In the present study we examined the effect of a single LC n-3 PUFA dose on hydroxy, epoxy, and dihydroxy FA patterns in plasma (sum of free and esterified oxylipins) of six healthy subjects at different time points. Moreover, we compared changes in hydroxy, epoxy, and dihydroxy FA levels with changes in parent PUFA levels in plasma phospholipids, a marker for the individual PUFA status.
2. Materials and methods
This investigator initiated study was designed and conducted according to the principles of the Good Clinical Practice Guidelines laid down in the Declaration of Helsinki and was approved by an ethics committee Freiburg Ethics Commission International.
2.1. Subjects
Healthy young men were recruited from the general population by an advertisement. The inclusion criteria for participating in the study were male gender, an age between 20 and 50 years and a body mass index (BMI) between 20 and 28 kg/m2. Diagnosis or suspicion of gastrointestinal disorders, high intake of oily fish (>2 times per week), intake of dietary supplements (e.g. n-3 PUFA, phytosterols, polyglucosamin) and intake of lipid-lowering drugs two month before and during intervention were defined as exclusion criteria. Inclusion and exclusion criteria were assessed via structured questionnaires. Subjects were instructed to avoid foods rich in n-3 PUFA 4 weeks before the intervention day to minimize variability in LC-PUFA status and blood levels. Restricted foods included fish, seafood, and alpha-linolenic acid (ALA, 18:3n-3)-rich vegetable oils such as linseed oil. Six healthy male volunteers were included in the study. The study collective (mean age 33 ± 5 years) was slightly overweight (25 ± 2.7 kg/m2) and showed a normal serum lipid profile (Table 1). All included subjects gave their written informed consent to take part in the study.
Table 1.
Subjects characteristics and fasting serum lipid levels at baseline.

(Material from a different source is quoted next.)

PR #627, opened 2021-03-09
Add support for multiple issuers

### LINKED ISSUE #433: Allow multiple issuers?
Does it seem reasonable to allow PyJWT to accept a list of possible `iss`uer arguments, in the same way that `aud` does?  (It's possible I'm just lazy and trying to avoid try-catch blocks :joy:)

Mean ± SD | Minimum | Maximum | |
---|---|---|---|
Age [years] | 33 ± 4.7 | 26 | 36 |
Weight [kg] | 81.1 ± 12.1 | 67.7 | 99.4 |
BMI [kg/m2] | 25 ± 2.7 | 22 | 29 |
TC [mmol/l] | 5.1 ± 0.9 | 3.9 | 6.4 |
TAG [mmol/l] | 1.5 ± 0.6 | 1.0 | 3.0 |
LDL [mmol/l] | 2.9 ± 0.8 | 2.0 | 3.9 |
HDL [mmol/l] | 1.5 ± 0.2 | 1.1 | 1.8 |
LDL/HDL quotient | 1.9 ± 0.4 | 1.5 | 2.5 |
TC, total cholesterol; TAG, triacylglycerides.
2.2. Study design
During the intervention day, subjects ingested fish oil capsules at 7:00 a.m. after an overnight fast. Each capsule contained 252 mg EPA and 168 mg DHA as re-esterified triacylglycerides obtained from Dr. Loges + Co. GmbH (Winsen, Germany), a pharmaceutical company. Subjects were instructed to ingest four capsules resulting in a total dose of 1008 mg EPA and 672 mg DHA. Capsules were given together with a standardized breakfast that contained 30.1 g of fat, 29.6 g of protein, 67.9 g of carbohydrate, and 2.7 MJ of energy. The total fat intake (breakfast + capsules) was 33.5 g. During the intervention day, subjects consumed standardized meals over 24 h, which were personally adjusted according to weight. Meals were consumed 3, 5, 7, 10, 12, and 24 h after capsule ingestion. Blood samples were taken initially (predose at baseline) and 6, 8, 24, and 48 h after capsule intake. The subjects were allowed to drink water during the intervention day, no further food or other drinks were consumed.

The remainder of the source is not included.